Department of Biomedical Engineering, The University of Arizona, Tucson, Arizona, USA.
Health Sciences Library, The University of Arizona, Tucson, Arizona, USA.
J Am Med Inform Assoc. 2018 Dec 1;25(12):1685-1695. doi: 10.1093/jamia/ocy130.
This systematic review aims to analyze current capabilities, challenges, and impact of self-directed mobile health (mHealth) research applications such as those based on the ResearchKit platform.

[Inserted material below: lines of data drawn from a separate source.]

PR #609, opened 2020-08-28
inline dup

foss-mc:


gallais:
One thing that is not currently inlined and I don't understand why is `($)`.
As for `dup`, the fact it duplicates its argument is a strong argument against inlining.

PR #612, opened 2020-08-28
Add missing `Data.Stream.Extra` module to contrib.ipkg

foss-mc:
I forgot to add it


gallais:
I forget about this like half the time. :weary:

PR #617, opened 2020-08-30
[ fix #616 ] Namespaces are stored in reverse order

### LINKED ISSUE #616: Qualifying do with a namespace only typechecks when reversed
https://gist.github.com/redfish64/b5bbcea34a591474e3cf4b2c681a0078

```
namespace A
  namespace B
    export
    (>>=) : Nat -> (() -> Nat) -> Nat
    (>>=) x fy = x + (fy ())

test : Nat
test = B.A.do
         5
         6
         7
         
test2 : Nat
test2 = A.B.do
         5
         6
         7
```
# Steps to Reproduce

Typecheck

# Expected Behavior

test shouldn't typecheck, and test2 should.

# Observed Behavior

test typechecks, and test2 doesn't.

```
- + Errors (1)
 `-- SillyReverseBug.idr line 15 col 9:
     While
     processing
     right
     hand
     side
     of test2. Undefined
     name B.A.>>=. 
     
     SillyReverseBug.idr:15:10--15:11
         |
      15 |          5
         |          ^
     

```

Tested against d56b090c4c3bc5df91d769e5519b0f7b42a84245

A systematic review was conducted according to the Preferred Reporting Items for Systematic Reviews and Meta-Analyses (PRISMA) statement. English publications were included if: 1) mobile applications were used in the context of large-scale collection of data for biomedical research, and not as medical or behavioral intervention of any kind, and 2) all activities related to participating in research and data collection methods were executed remotely without any face-to-face interaction between researchers and study participants.

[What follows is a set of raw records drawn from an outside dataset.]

PR #618, opened 2020-08-30
Preserve foreign declaration types in `Compiler.ES.ImperativeAst`

bamboo:
So backends based on it can expose a simpler FFI.


gallais:
Thanks!

PR #619, opened 2020-08-30
add binary literals

MarcelineVQ:
Written via "0b" in the manner of other literals. e.g. 0b111001 = 57
useful precursor to other bits things in the works


gallais:
Thanks!

PR #631, opened 2020-09-02
[ refactor ] Introducing Namespace and ModuleIdent

gallais:
Until now namespaces were stored as (reversed) lists of strings.
It led to:

* confusing code where we work on the representation rather than say
  what we mean (using `isSuffixOf` to mean `isParentOf`)

* potentially introducing errors by not respecting the invariant cf.
  bug report #616 (but also name generation in the scheme backend
  although that did not lead to bugs as it was self-consistent AFAICT)

* ad-hoc code to circumvent overlapping interface implementation when
  showing / pretty-printing namespaces

This PR introduces a Namespace newtype containing non-empty lists of
strings. Nested namespaces are still stored in reverse order but the
exposed interface aims to support programming by saying what we mean
(`isParentOf`, `isApproximationOf`, `X <.> Y` computes to `X.Y`, etc.)
irrespective of the underlying representation.

Edit: I should add that one inconvenient aspect of this is that we
cannot pattern-match on namespaces on the LHS anymore. Having guards
in the language would help mitigate this problem! In case anyone is
looking for a project. ;)


gallais:
That ought to do it. :]

Russoul:
> I should add that one inconvenient aspect of this is that we cannot pattern-match on namespaces on the LHS anymore. Having guards in the language would help mitigate this problem

But we have `with` clauses, they are verbose, but we could fix that when clauses are not dependent.
Or you mean something else ?

gallais:
> they are verbose

Yes. And also with guards you can write:

```idris
f x | p x = ?
    | q x = ?
    | r x = ?
    | otherwise = ?
```

but using `with` you would get 3 levels of nesting!

src/TTImp/WithClause.idr
```diff
@@ -20,7 +20,7 @@ mutual
   getMatch lhs (Implicit _ _) tm = pure []
 
   getMatch lhs (IVar _ (NS ns n)) (IVar loc (NS ns' n'))
-      = if n == n' && isSuffixOf ns' ns then pure [] else matchFail loc
+      = if n == n' && isApproximationOf ns ns' then pure [] else matchFail loc
```
gallais, line 23: This looks like a bug: should be `isParentOf ns' ns`

PR #638, opened 2020-09-04
[ refactor ] introducing Namespace

gallais:
Restarting the PR from scratch after reverting the merged commit.
Hopefully this will be easier to diagnose with the compound changes
visible in one place.

====================================================================

Until now namespaces were stored as (reversed) lists of strings.
It led to:

* confusing code where we work on the underlying representation of
  namespaces rather than say what we mean (using `isSuffixOf` to mean
  `isParentOf`)

* potentially introducing errors by not respecting the invariant cf.
  bug report #616 (but also name generation in the scheme backend
  although that did not lead to bugs as it was self-consistent AFAICT)

* ad-hoc code to circumvent overlapping interface implementation when
  showing / pretty-printing namespaces

This PR introduces a `Namespace` newtype containing a list of strings.
Nested namespaces are still stored in reverse order but the exposed
interface aims to support programming by saying what we mean
(`isParentOf`, `isApproximationOf`, `X <.> Y` computes to `X.Y`, etc.)
irrespective of the underlying representation.


src/Compiler/CompileExpr.idr
```diff
@@ -135,38 +135,73 @@ mkDropSubst i es rest (x :: xs)
...
-natHack (CCon fc (NS ["Types", "Prelude"] (UN "Z")) _ []) = CPrimVal fc (BI 0)
-natHack (CCon fc (NS ["Types", "Prelude"] (UN "S")) _ [k])
-    = CApp fc (CRef fc (UN "prim__add_Integer")) [CPrimVal fc (BI 1), k]
-natHack (CApp fc (CRef _ (NS ["Types", "Prelude"] (UN "natToInteger"))) [k]) = k
-natHack (CApp fc (CRef _ (NS ["Types", "Prelude"] (UN "integerToNat"))) [k]) = k
-natHack (CApp fc (CRef fc' (NS ["Types", "Prelude"] (UN "plus"))) args)
-    = CApp fc (CRef fc' (UN "prim__add_Integer")) args
-natHack (CApp fc (CRef fc' (NS ["Types", "Prelude"] (UN "mult"))) args)
-    = CApp fc (CRef fc' (UN "prim__mul_Integer")) args
-natHack (CApp fc (CRef fc' (NS ["Nat", "Data"] (UN "minus"))) args)
```
gallais, line 148: HUM. This one is in `Data.Nat`!

edwinb: Oh my...

We really need to find a better way of doing this, for this and other reasons. I suppose that is why I chose the name `natHack` but still, the magic strings aren't good.

Pattern synonyms would help. They're high on my list of things to do, but term is starting soon...

src/Compiler/CompileExpr.idr
```diff
@@ -135,38 +135,73 @@ mkDropSubst i es rest (x :: xs)
...
-    = CApp fc (CRef fc' (UN "prim__sub_Integer")) args
-natHack (CLam fc x exp) = CLam fc x (natHack exp)
-natHack t = t
+natHack = magic
+    [ MagicCCon typesNS "Z" 0
+         (\ fc, [] => CPrimVal fc (BI 0))
+    , MagicCCon typesNS "S" 1
+         (\ fc, [k] => CApp fc (CRef fc (UN "prim__add_Integer")) [CPrimVal fc (BI 1), k])
+    , MagicCRef typesNS "natToINteger" 1
```
gallais, line 174: Hmm. This **IN**teger looks suspicious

Thirty-six unique ResearchKit apps were identified. The majority of the apps were used to conduct observational studies on general citizens and generate large datasets for secondary research. Nearly half of the apps were focused on chronic conditions in adults.
The ability to generate large biomedical datasets on diverse populations that can be broadly shared and re-used was identified as a promising feature of mHealth research apps. Common challenges were low participation retention, uncertainty regarding how use patterns influence data quality, need for data validation, and privacy concerns.

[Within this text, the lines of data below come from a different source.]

PR #2525, opened 2022-06-07
Make help topics more flexible

locriacyber:
There are only two topics currently, but why not dream big?

This PR also remfinal newline when printing usage.

### DIFF
--- a/src/Idris/CommandLine/HelpTopic.idr
+++ b/src/Idris/CommandLine/HelpTopic.idr
@@ -1,0 +1,46 @@
+module Idris.CommandLine.HelpTopic
+
+import Core.Options.Log     -- loggingHelpMessage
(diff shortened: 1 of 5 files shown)


src/Idris/CommandLine/HelpTopic.idr
```diff
@@ -0,0 +1,46 @@
...
+||| Help topics
+public export
+record HelpTopic where
+  constructor MkHelpTopic
+  ||| Used to match topic in `--help [topic name]`
+  name        : String
+  ||| Printed with `--help topics`
+  description : String
+  ||| Content to print
+  content     : Inf String
```
gallais, line 19: Why the `Inf`?

locriacyber: Oh it should be `Lazy`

ResearchKit and other mHealth-based studies are well positioned to enhance development and validation of novel digital biomarkers as well as generate new biomedical knowledge through retrospective studies. However, in order to capitalize on these benefits, mHealth research studies must strive to improve retention rates, implement rigorous data validation strategies, and address emerging privacy and security challenges.
本系统评价旨在分析基于 ResearchKit 平台等自主移动医疗(mHealth)研究应用的当前能力、挑战和影响。
根据系统评价和荟萃分析的首选报告项目(PRISMA)声明进行系统评价。如果符合以下标准,则纳入英文出版物:1)移动应用程序用于大规模收集生物医学研究数据,而不是作为任何类型的医疗或行为干预,2)所有与参与研究和数据收集方法相关的活动均远程执行,研究人员和研究参与者之间没有任何面对面的互动。
确定了 36 个独特的 ResearchKit 应用程序。大多数应用程序用于对普通公民进行观察性研究,并生成用于二次研究的大型数据集。近一半的应用程序专注于成年人的慢性疾病。
能够在不同人群中生成可广泛共享和重复使用的大型生物医学数据集被认为是 mHealth 研究应用的一个有前途的特征。常见的挑战包括参与保留率低、不确定使用模式如何影响数据质量、需要数据验证以及隐私问题。
ResearchKit 和其他基于 mHealth 的研究非常适合通过回顾性研究来增强新型数字生物标志物的开发和验证,并产生新的生物医学知识。然而,为了利用这些优势,mHealth 研究必须努力提高保留率、实施严格的数据验证策略,并解决新出现的隐私和安全挑战。